Data to process
PR #1822, opened 2018-02-10
python3 depends on libffi and readline

dhiltonp:
Python3 couldn't build on aarch64, stopping on `ModuleNotFoundError: No module named '_ctypes'`

I used -k, then ran `make` in the build dir.

```
Failed to build these modules:
_ctypes               readline
```

https://bugs.python.org/issue30090 says that _ctypes is provided by libffi, I also installed readline.

### DIFF
--- a/packages/python3.rb
+++ b/packages/python3.rb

Your instructions
Would you write out all of the data again, unchanged?

Task response
PR #1822, opened 2018-02-10
python3 depends on libffi and readline

dhiltonp:
Python3 couldn't build on aarch64, stopping on `ModuleNotFoundError: No module named '_ctypes'`

I used -k, then ran `make` in the build dir.

```
Failed to build these modules:
_ctypes               readline
```

https://bugs.python.org/issue30090 says that _ctypes is provided by libffi, I also installed readline.

### DIFF
--- a/packages/python3.rb
+++ b/packages/python3.rb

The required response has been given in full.